In as far as "Zero Covid" means "perpetual lockdowns" it cannot be taken seriously as a counter measure. Lockdowns work but only until compliance breaks down, which is what happened in China. The epidemic is not going to leave this way. Even if we had not found good vaccines in this incredibly short amount of time we would at some point have to face the question that, even given the avoidable suffering because of an infection—how much suffering because of perpetuated stay-at-home orders is acceptable for a society?

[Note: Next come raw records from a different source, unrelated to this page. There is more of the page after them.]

PR #429, opened 2020-04-12
SMT-LIB datatypes

nikivazou:
Update to SMT-LIB datatype declaration syntax (which requires type constructors to be applied to type arguments in definitions). 

Also update circle z3 to z3-4.8 to support this syntax.


ranjitjhala:
Awesome!!! please

1 merge of tests pass
2 bump the fix point version on cabal to eflect change in z3 dependency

One other thing to factor into this good picture you're making of the situation: at each step in greater transmissibility of variants and sub-variants for Omicron a given isolation or here Zero COVID policy becomes harder. That said, Xi/the CCP/PRC kept it up for almost a year after the first variants of Omicron started getting detected all over the world. Per Wikipedia the first ex-Africa case was in Hong Kong....

Against classic Wuhan it's pretty much accepted the two big PRC vaccines are less effective than the best two Western mRNA ones. This might not play out the same for variants, since these PRC ones are of the inactivated whole virus type, likely expose more proteins to the adaptive immune systems than spike focused ones.